Tractor and heavy equipment operator from Samaritan’s Purse

       Jasmine explains to Jim what she wants and where the security wall should be placed.  The pitiless sun rises to its zenith.  We are running short of water and head back for lunch.
       Next morning, I awake to the crowing of roosters and Haitian’s shouting over the fence, laughing uproariously over some inside joke.  There is a violent shift from shadow to light as the day begins.  I roll off my damp sheets, pad to the kitchen, fill the kettle and heat water for coffee.
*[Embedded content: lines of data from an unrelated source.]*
PR #1832, opened 2020-05-20
Include in ParseError the filename and line-info

oxinabox:
# Without this PR
```julia
(@v1.6) pkg> gc
ERROR: Pkg.TOML.ParserError(119214, 119245, "expected a newline after a key")
```

# With this PR
```julia
julia> import Pkg; Pkg.pkg"gc"
[ Info: Precompiling Pkg [e9ea8145-4ac0-5781-a202-fc5c5b8eb05a]
ERROR: Pkg.TOML.ParserError(2594, 2594, "/Users/oxinabox/.julia/logs/manifest_usage.toml", "expected a newline after a key")
```

--- 
Now I can go and fix that file that has a missing newline

### DIFF
--- a/Project.toml
+++ b/Project.toml
@@ -1,4 +1,5 @@
 name = "Pkg"
+uuid = "44cfe95a-1eb2-52ea-b672-e2afdf69b78f"
 keywords = ["package management"]
 license = "MIT"
 desc = "The next-generation Julia package manager."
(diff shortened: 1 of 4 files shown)


KristofferC:
This is a good idea. For 1.6 I think we will try to include the parser in https://github.com/JuliaLang/julia/pull/36018 which has a bit better error messages:

bild

Issue #796, opened 2018-10-05
Sequester mutable state outside of package directories


staticfloat:
I think it would be desirable to have packages use something similar to `Pkg.package_state_dir(@__MODULE__)` or something as the default location where e.g. binaries, datasets, etc.. should be stored. This would be constructed as an overall per-environment state directory (overridable by an environment variable or environment config key perhaps), that then has hashed subdirectories similar to `~/.julia/packages` but explicitly including information to disambiguate julia OS, arch, calling ABI, GCC ABI and package options.  This has multiple benefits;

* Packages become more "immutable".  It would be lovely to be certain that the entire tree hash of a package directory inside of `~/.julia/packages` never changes.

* Packages get automatically pushed toward greater relocatability.  As recent experiments with PackageCompiler have shown, broad-spectrum usage of things like `@__FILE__` and `@__DIR__` should be discouraged anyway.  A common use case is for creating a scratch space for binaries (e.g. `<pkg dir>/deps/usr`), but others exist (downloading datasets, generating julia code, etc...  Forcing a runtime lookup based on `@__MODULE__` is already what we need to do, so this would dovetail nicely.

* Pkg3 package resolution could technically be arch/OS agnostic.  I'm imagining the nightmare scenario where Crazy Charlie has installed three copies of Julia 1.0, one with GCC 8 targeting x86_64, one with GCC 7 targeting x86_64 and one with GCC 6 targeting i686.  Technically, we could share the actual Julia package directories, but when run from a Julia with a particular `<arch>-<os>-<calling_abi>-<gcc_abi>` (increasingly inaccurately named) triplet, the result of `Pkg.package_state_dir(@__MODULE__)` could mutate accordingly.

* The storage directory for mutable state could be decoupled from the storage for julia code.  Imagine a heterogenous cluster with various CPUs and a shared package depot that is provided to all users; not only would the `.ji` files generated differ on each machine, but the downloaded binaries could differ as well (taking advantage of different ISAs).  This separation between Julia code and build/run-time content would solve both the "must provide binaries that work on every platform globally" problem and the "I don't have permissions to modify packages placed in this depot" problem

* This could make the "nuclear" state reset option a little easier for users; instead of nuking `~/.julia` entirely (as some still do to try and fix stale state problems) they could instead nuke `~/.julia/package_state` or whatever we default the location to.  This would essentially cause a "rebuild" of every package, as if it were freshly installed, without doing more drastic things like losing the set of installed packages.

[...]

PR #1833, opened 2020-05-21
Implement Scratch Spaces

staticfloat:
This implements functionality and tests for a new `Spaces`
subsystem in `Pkg`; analogous to the `Artifacts` added in 1.3, this
provides an abstraction for a mutable datastore that can be explicitly
lifecycled to an owning package, or shared among multiple packages.

Closes https://github.com/JuliaLang/Pkg.jl/issues/796


docs/src/spaces.md
```diff
@@ -0,0 +1,155 @@
+# [**9.** Scratchspaces](@id Scratchspaces)
+
+!!! compat "Julia 1.6"
+    Pkg's Scratchspaces functionality requires at least Julia 1.6.
+
+`Pkg` can manage and lifecycle scratchspaces of temporary or readily-recreatable data.
```
KristofferC, line 6: It's not obvious to me what "lifecycle" is. Is that like garbage collect?

docs/src/spaces.md
```diff
@@ -0,0 +1,155 @@
...
+
+end # module SpaceExample
+```
+
+Note that we initialize the `download_cache` within `__init__()` so that our packages are as relocatable as possible; we typically do not want to bake absolute paths into our precompiled files.
+This makes use of the `@get_space!()` macro, which is identical to the `get_space!()` method, except it automatically determines the UUID of the calling module, if possible.
+An equivalent (but more verbose) invocation is given here:
+```julia
+function __init__()
+    global download_cache = get_space!("downloaded_files"; pkg_uuid=Base.PkgId(@__MODULE__).uuid)
```
KristofferC, line 46: This feels quite a bit too internally to have in the docs. Couldn't `get_space!` take either a `Module` or a `UUID` and then dispatch accordingly?

docs/src/spaces.md
```diff
@@ -0,0 +1,155 @@
...
+end
+```
+
+If a user wishes to manually delete a scratchspace, the method `delete_space!(key; pkg_uuid)` is the natural analog to `get_space!()`, however in general users will not need to do so, the spaces will be garbage collected by `Pkg` automatically.
+
+For a full listing of docstrings and methods, see the [Spaces Reference](@ref) section.
+
+## Usecases
```
KristofferC, line 54:
```suggestion
## Use cases
```

docs/src/spaces.md
```diff
@@ -0,0 +1,155 @@
...
+
+Good usecases for a Pkg scratchspace include:
```
KristofferC, line 56:
```suggestion
Good use cases for a Pkg scratch space include:
```

docs/src/spaces.md
```diff
@@ -0,0 +1,155 @@
...
+!!! compat "Julia 1.6"
+    Pkg's Scratchspaces functionality requires at least Julia 1.6.
+
+`Pkg` can manage and lifecycle scratchspaces of temporary or readily-recreatable data.
+These spaces can contain datasets, text, binaries, or any other kind of data that would be convenient to store, but which is non-fatal to have garbage collected if it has not been accessed recently, or if the owning package has been uninstalled.
+As compared to [Artifacts](@ref), these containers of data are mutable and should be treated as ephemeral; all usage of scratchspaces should assume that the data stored within them could be gone by the next time your code is run.
+In the current implementation, scratchspaces are removed during Pkg garbage collection if the space has not been accessed for a period of time (see the `spaces_cleanup_period` keyword argument to [Pkg.gc](@ref)), or if the owning package has been removed.
+Users can also request a full wipe of all spaces to clean up unused disk space through `Pkg.Spaces.clear_spaces!()`.
+
+## API overview
```
KristofferC, line 12: I wonder if this should also mention the case when a scrach file is " shared among multiple packages."

KristofferC: Or is that done by just leaving out the `pkg_uuid` arg in `get_space!`?

docs/src/spaces.md
```diff
@@ -0,0 +1,155 @@
...
+
+* Generated data that depends on the characteristics of the host system.  Examples are compiled binaries, fontcache system font folder inspection output, generated CUDA bitcode files, etc...  Objects that would be difficult to compute off of the user's machine, and that can be recreated without user intervention are a great fit.
+
+* Directories that should be shared between multiple packages in a single depot.  The space keying mechanism (explained above) makes it simple to provide scratch space that can be shared between different versions of a package, or even between different packages.  This allows packages to provide a scratch space where other packages can easily find the generated data, however the typical race condition warnings apply here; always design your access patterns assuming another process could be reading or writing to this scratch space at any time.
+
+Bad usecases for a Pkg scratchspace include (but are not limited to):
```
KristofferC, line 64:
```suggestion
Bad use cases for a Pkg scratch space include (but are not limited to):
```

docs/src/spaces.md
```diff
@@ -0,0 +1,155 @@
...
+
+Yes!  Make use of the `key` parameter and Pkg's ability to look up the current version of your package at compile-time:
+
+```julia
+module VersionSpecificExample
+using Pkg, Pkg.Spaces
+
+# Helpers to get current package UUID and VersionNumber
+function get_uuid()
+    return Base.PkgId(@__MODULE__).uuid
```
KristofferC, line 98: Same with internal stuff here. I think we need an api that is not based on `PkgId`.

docs/src/spaces.md
```diff
@@ -0,0 +1,155 @@
...
+end
+function get_version(uuid)
+    ctx = Pkg.Types.Context()
```
KristofferC, line 101: This is also internals of `Pkg`.

docs/src/spaces.md
```diff
@@ -0,0 +1,155 @@
...
+    uuid, entry = first(filter(((u, e),) -> u == uuid, ctx.env.manifest))
+    return entry.version
+end
+
+# Get the current version at compile-time, that's fine it's not going to change. ;)
+const v = get_version(get_uuid())
```
KristofferC, line 107: If all the above was needed for this we should add an official API for it.

docs/src/spaces.md
```diff
@@ -0,0 +1,155 @@
...
+
+# This will be filled in by `__init__()`; it might change if we get deployed somewhere
+version_specific_space = ""
```
KristofferC, line 110: I wonder if it is in general better to advice people to use

```
version_specific_space = Ref{String}()
```

andb then 

```
version_specific_space[] = ...
```

in `__init__`?

That makes you able (for non isbitstypes) to actually check that the value has been set instead of not knowing whether you have the original `""` or it just got set to `""`.

docs/src/spaces.md
```diff
@@ -0,0 +1,155 @@
...
+        rm(artifact_dir)
+        cp(space_dir, artifact_dir)
+    end
+
+    # Archive artifact out to a tarball
+    mktempdir() do upload_dir
+        tarball_path = joinpath(upload_dir, "$(space_name).tar.gz")
+        tarball_hash = archive_artifact(hash, tarball_path)
+
+        # Upload tarball to a hosted site somewhere.  Note; this function does not exist:
```
KristofferC, line 141: Perhaps this should be written in a way that would make it easy to manually upload the tarball as well. Now with the `mktempdir` it would delete the directory when the scope exit so there is no point where you can manually do things.

docs/src/api.md
```diff
@@ -87,3 +87,19 @@ Pkg.Artifacts.ensure_all_artifacts_installed
...
+
+```@docs
+Pkg.Spaces.get_space!
+Pkg.Spaces.@get_space!
+Pkg.Spaces.delete_space!
+Pkg.Spaces.clear_spaces!
+Pkg.Spaces.with_spaces_directory
+Pkg.Spaces.spaces_dir
+Pkg.Spaces.space_path
+Pkg.Spaces.track_space_access
```
StefanKarpinski, line 104: I hate to be that guy, but these all read better to me with `scratch` in place of `space`. Space is quite generic. `get_scratch!`, `delete_scratch!`, `scratch_dir`, etc.

docs/src/spaces.md
staticfloat: Yes; lifecycle means how things get created and deleted.  Does this read better:

```
`Pkg` can manage and automatically garbage collect scratchspaces of temporary or readily-recreatable data.
```

docs/src/spaces.md
staticfloat: I'm confused; this is `get_space!()` taking in a `UUID` and dispatching accordingly?  We could of course have a method that takes in a `Module` as well.  Is that what you're suggesting?

docs/src/spaces.md
staticfloat: Yes, precisely.  That's what is meant by a "global" space.

docs/src/spaces.md
staticfloat: If this is too internalsy, then we need to add an API to Pkg that gives you the version of the currently-running package.  I've needed to use that in a few packages now.

docs/src/spaces.md
staticfloat: Hmmm, what situations are you thinking of that could allow for `version_specific_space` to _not_ be set?  It's within `__init__()`, so it should be guaranteed to either be set before any other (non-compile-time) code can run, or it will have thrown an error.

docs/src/spaces.md
staticfloat: ah, you mean literally take either a `Module` or `UUID`, I understand now.  I mis-parsed your sentence.  :)

staticfloat:
Thanks for the review guys, I think I have addressed all comments so far.

docs/src/scratch.md
```diff
@@ -0,0 +1,150 @@
...
+function get_dataset_dir()
+    dataset_dir = @get_scratch!("dataset")
+    if isempty(readdir(dataset_dir))
+        perform_expensive_dataset_generation(dataset_dir)
+    end
+    return dataset_dir
+end
+```
+
+> Can I create a scratchs pace that is not shared across versions of my package?
```
StefanKarpinski, line 87: “scratch space” although I like “scratch’s pace”

docs/make.jl
```diff
@@ -37,6 +37,7 @@ makedocs(
         "compatibility.md",
         "registries.md",
         "artifacts.md",
+        "spaces.md",
```
StefanKarpinski, line 40:
```suggestion
        "scratchspaces.md",
```

docs/src/scratch.md
```diff
@@ -0,0 +1,150 @@
+# [**9.** Scratch Spaces](@id Scratch-Spaces)
+
+!!! compat "Julia 1.6"
+    Pkg's Scratch Spaces functionality requires at least Julia 1.6.
+
+`Pkg` can manage and automatically garbage collet scratch spaces of temporary or readily-recreatable data.
```
StefanKarpinski, line 6:
```suggestion
`Pkg` can manage and automatically garbage collect scratch spaces of temporary or readily-recreatable data.
```

staticfloat:
This is good to go on my end.  :)

tkf:
Can this be used as a stable place for external "virtual environment" for _each_ Julia project?  I'm thinking to optionally create a conda environment or Python venv for each `Project.toml` path.  Would something like this

```julia
project_slug = Base.slug(Base._crc32c(Base.active_project()), 5)
scratch_name = "$other_things-$project_slug"
scratch_path = @get_scratch!(scratch_name)
```

work?

docs/src/scratchspaces.md
```diff
@@ -0,0 +1,150 @@
+# [**9.** Scratch Spaces](@id Scratch-Spaces)
+
+!!! compat "Julia 1.6"
+    Pkg's Scratch Spaces functionality requires at least Julia 1.6.
+
+`Pkg` can manage and automatically garbage collect scratch spaces of temporary or readily-recreatable data.
```
tkf, line 6: > temporary or readily-recreatable

This phrasing makes me a bit worried for using it for something like conda environments. But, IIUC, as long as the relevant `Project.toml` exists, the scratch space won't be GC'ed?

staticfloat: No, in the current implementation, if a package doesn't access it often enough, it will be reaped.

Perhaps this isn't how we want it to be done, and we instead want it to exist for as long as the owning Project.toml exists.  I'm open to either interpretation, but the use cases I have in mind are always such that it's okay that the underlying scratch space gets emptied every now and then. (They were originally called "caches", but we decided the name was too generic)

If you have something that should persist in a stronger way, I suggest just using a folder on-disk somewhere.

tkf: Thanks for the explanation. I guess it makes sense to eagerly GC things in auto-generated non-human-readable paths.

staticfloat: The default collection policy here is to wait 21 days after the last `@get_scratch!()` that targeted it, then move it to an orphanage and then clean it with everything else a week later, so on average it should take 3-4 weeks for something to get GC'ed.  I figured this was probably generous enough.

fingolfin: One thing that is not 100% clear to me from the Pkg.jl documentation: are garbage collections only triggered by the user explicitly asking for it, or also in other circumstances?

docs/src/scratchspaces.md
```diff
@@ -0,0 +1,150 @@
...
+
+For a full listing of docstrings and methods, see the [Scratch Space Reference](@ref) section.
+
+## Use cases
+
+Good use cases for a Pkg scratch space include:
+
+* Caching downloads of files that must be routinely accessed and modified by a package.  Files that must be modified are a bad fit for the immutable [Artifacts](@ref) abstraction, and files can always be re-downloaded if the cache is wiped by the user.
+
+* Generated data that depends on the characteristics of the host system.  Examples are compiled binaries, fontcache system font folder inspection output, generated CUDA bitcode files, etc...  Objects that would be difficult to compute off of the user's machine, and that can be recreated without user intervention are a great fit.
```
fingolfin, line 59: "compiled binaries" is the usecase I'd have in mind; but I am somewhat worried about the eager GC behavior, as recompilation can take a non-trivial amount of time. I guess I could print a message like "parts of this package were garbage collected and need to be regenerated, please wait" ?

staticfloat:
> Would something like this work?

Yes!  You can see that I actually do this in my compile time preferences package.

staticfloat:
I think the main sticking point on this PR is the GC time; I move that we discuss this on the next Pkg call (this coming Tuesday, at 2:15pm EST) and figure out what we do and don't want to support.

Possibilities include:

* Keep the current behavior; things get GC'ed after a set period of inactivity.
* Extend the timeline
* Allow for per-scratchspace control over when things get GC'ed by default.
* Only GC scratch spaces once the owning package has been removed (and in the case of no owning package; never)

docs/src/scratchspaces.md
staticfloat: Right now, it's only when users manually run `gc()`.  In the future, we may run `gc()` automatically.

StefanKarpinski:
> Only GC scratch spaces once the owning package has been removed

This seems like it might be the right default.

> (and in the case of no owning package; never)

When would there be no owning package?

staticfloat:
> When would there be no owning package?

In the event that someone uses `@get_scratch!()` from a module like `Main`, or `Base`.  E.g. in the REPL.

tkf:
> * Only GC scratch spaces once the owning package has been removed (and in the case of no owning package; never)

What is "owning package" in this context? For example, if

1. PkgA 1.0 creates a scratch space (which is an optional behavior)
2. PkgA 2.0 is installed in another project
3. PkgA 1.0 is removed

then, does PkgA own a scratch space?

Also, why not let projects own the scratch space? Wouldn't it work with above scenario? It'd mean `~/.julia/logs/manifest_usage.toml` becomes the ultimate GC root, I guess? I don't know the primary usecase of the log file, though.

staticfloat:
Right, so that means the scratch space would persist until ALL versions of PkgA are removed.

We don't want scratch spaces to be project-specific unless the user wants them to be; that would unnecessarily cripple them.  The files within the `logs` directory do end up being kind of like a GC root though.  :P

tkf:
> We don't want scratch spaces to be project-specific unless the user wants them to be; that would unnecessarily cripple them.

I don't know the implementation detail but, in principle, isn't it possible to reference the same scratch space from multiple projects?  With Julia as an analogy, I'm imagining something like

```julia
                                      # Analogy
scratch = Ref(:scratch)               # @get_scratch!(scratch_name) from PkgA
julia_logs = Dict()                   # ~/.julia/logs/manifest_usage.toml
julia_logs[:Project_A] = []           # PATH/TO/Project_A/Manifest.toml with PkgA
push!(julia_logs[:Project_A],         # PkgA uses/creates the scratch space
      :PkgA => scratch)
julia_logs[:Project_B] = []           # PATH/TO/Project_B/Manifest.toml with PkgA
push!(julia_logs[:Project_B],         # PkgA re-uses the scratch space
      :PkgA => scratch)
julia_logs[:Project_C] = []           # PATH/TO/Project_C/Manifest.toml with PkgA
# push!(julia_logs[:Project_C],       # (PkgA does not use the scratch space inside
#       :PkgA => scratch)             # Project C.)
scratch = nothing
```

So, at this point, reference graph is:

```
julia_logs -> Project_A -> scratch
julia_logs -> Project_B -> scratch
julia_logs -> Project_C
```

So, removing Project A and B would remove the scratch space:

```julia
pop!(julia_logs, :Project_A)          # Project A removed
GC.gc()                               # => `scratch` still exists
pop!(julia_logs, :Project_B)          # Project B removed
GC.gc()                               # => `scratch` can be CG'ed
```

This is in contrast with the model where `PkgA` directly owns the scratch space:

```julia
PkgA = [Ref(:scratch)]
julia_logs = Dict()
julia_logs[:Project_A] = [PkgA]
julia_logs[:Project_B] = [PkgA]
julia_logs[:Project_C] = [PkgA]

pop!(julia_logs, :Project_A)          # Project A removed
GC.gc()                               # => `scratch` still exists
pop!(julia_logs, :Project_B)          # Project B removed
GC.gc()                               # => `scratch` still exists due to :Project_C
```

staticfloat:
We discussed on the Pkg call how to make the lifecycle more reliable here, and we came to the decision that it would be best to just persist scratch spaces for as long as the owning manifest exists.  This makes it easy and should reduce fear of package authors, while still allowing old versions of packages whose scratch spaces are no longer used by newer versions of packages to get GC'ed.

Issue #616, opened 2018-08-11
Pkg.add should display nearest names


scls19fr:
Hello,

When doing `Pkg.add("NameOfPackage")`, if `NameOfPackage` is not found an error message such as
```
ERROR: The following package names could not be resolved:
 * NameOfPackage (not found in project, manifest or registry)
Please specify by known `name=uuid`.
```
is shown.

If a package name is not found, maybe `Pkg` could try to "help" users by listing name of some packages whom name is quite near to what user is looking for.

Computing string similarity using for example [dice coefficient](https://en.wikipedia.org/wiki/S%C3%B8rensen%E2%80%93Dice_coefficient) (see [various implementations](https://en.wikibooks.org/wiki/Algorithm_Implementation/Strings/Dice%27s_coefficient)) between user provided package name and name of each registered package could help.

Maybe comparison should be done after upper casing (or lower casing) both.
A threshold could probably be set.
Sorting by descending coefficient will be required, taking only (for example) five nearest names (however displaying them with correct case)

Kind regards

StefanKarpinski:
This is definitely a good feature to have. Isn't edit distance more commonly used for this?

scls19fr:
Several kind of methods for measuring strings similarity exist :
- Levenstein distance
- Jaro distance
- Jaro-Wrinkler distance
- Dice coefficient
- N-Gram similarity
- Cosine similarity
- Jaccard similarity
- Longest common subsequence
- Hamming distance

to name a few

https://en.wikipedia.org/wiki/String_metric can give a first idea about string metric but this paper gives probably a better overview
https://hpi.de/fileadmin/user_upload/fachgebiete/naumann/folien/SS13/DPDC/DPDC_12_Similarity.pdf 

I personally used Dice coefficient in https://github.com/scls19fr/arduino_libraries_search and was quite happy with that choice.

I noticed that several Julia packages that could help to calculate string similarity exist. 

To name a few :

- https://github.com/johnmyleswhite/SimilarityMetrics.jl (from @johnmyleswhite - unmaintained)
- https://github.com/JuliaStats/Distances.jl (Julia 0.7 - contributors @KristofferC @IainNZ @alyst @lindahua @juliohm @timholy ...)
- https://github.com/matthieugomez/StringDistances.jl (from @matthieugomez - Julia 0.7 - uses Distances.jl ) 

Maybe these contributors can give us some advises for choosing a "good distance" function for such an use case.

[...]

PR #1834, opened 2020-05-21
add package search

kczimm:
Trying to add a Pkg search feature after reading discussion in #616. Uses ~~an implementation of the Damerau-Levenshtein string distance~~ REPL.levsort to compare search names against those in the available registries.


kczimm:
I'm not sure how to test this with the REPL interface. I've only tested it by,
```
import Pkg
Pkg.search(["helloworld", "and", "other", "package", "names"])
```

oxinabox:
Test Pkg repl mode using `Pkg.pkg"search Exampol"`

kczimm:
Thanks, @oxinabox. I'll give it a try.

kczimm:
Okay, cool. That failed. I'll have to figure out where/how to hook into that functionality.

oxinabox:
Also rather than implementing own D.L distance can just use `REPL.levsort` which is a perfectly fine string metric.

kczimm:
Whoa, that's great. I didn't know that existed. I was just following the discussion in #616.

kczimm:
TODO: tests

kczimm:
So maybe this isn't that useful, as one can just tab-complete inside of pkg>. Any thoughts @oxinabox ?

StefanKarpinski:
No, I like it. We just need someone to review and then we can merge it, imo. Anyone strongly against having this?

src/API.jl
```diff
@@ -6,6 +6,7 @@ using UUIDs
 using Printf
 import Random
 using Dates
+using REPL
```
StefanKarpinski, line 9: Would be better to move the `levsort` somewhere common, but that may be beyond the scope of this PR.

oxinabox: Several packages in the wild depend on `REPL.levsort` so moving it would break them.
THe ones i am aware of are **NamedColors.jl** and **DataFrames.jl**

oxinabox: Maybe we should make it clear why we are depending on `REPL`
```suggestion
using REPL: levsort
```

KristofferC:
I think tab completion is good enough for simple things and for more complicated things it is better to use https://juliahub.com/ui/index.html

Jim stretching the string between stakes for the footers to be dug
for the third time.
        The day pans out much as the one before with much accomplished and string stretched again from the stakes for the wall.  Heading back to headquarters, Jim accidentally hits a dog that runs in front of him.   Haitian’s drive with total disregard for the reality of death.  You have to drive the same in self-defense if you dare to drive at all.  Generally, dogs are not domestic in Haiti, but are small feral looking mongrels, with pointed snouts, all ribs and yellow eyes.  They are not wild, but don’t elicit much regard among Haitians.  Still, you don’t stop on the road in Leogane when something like this happens, lest a stoning or some unsolicited third world development occurs.
       Jim is rolling out more string from his stakes that were also pulled out during the night for the rest of the footer trench.
Standing on the new road into the orphanage on the property.
       We have settled into a rhythm and each day seems filled with hope and sometimes despair, but overall things are going well.  Below you can see that by Day 12, the road is in, the footer is 2/3 dug.
       Next week 20 trucks of cement, 20 of Gravel, and 3 trucks of sand will be ordered for the wall, also 3 of each for the columns.
Mario who broke his foot when his
motorcycle overturned.  He is from
Cartagena, Columbia and is staff.
 Every day is a series of events such as Mario, house staff from Cartagena, Columbia breaking his foot on Sunday when the motorcycle falls on it, vehicles stranded, a lady failing to give us change and me losing it completely…the frustrations piling up…the daily hurdles magnified by the heat, but some victories too, including attitude adjustments orchestrated by GOD.  



Jim loading everything to take back for the night so it won’t be stolen.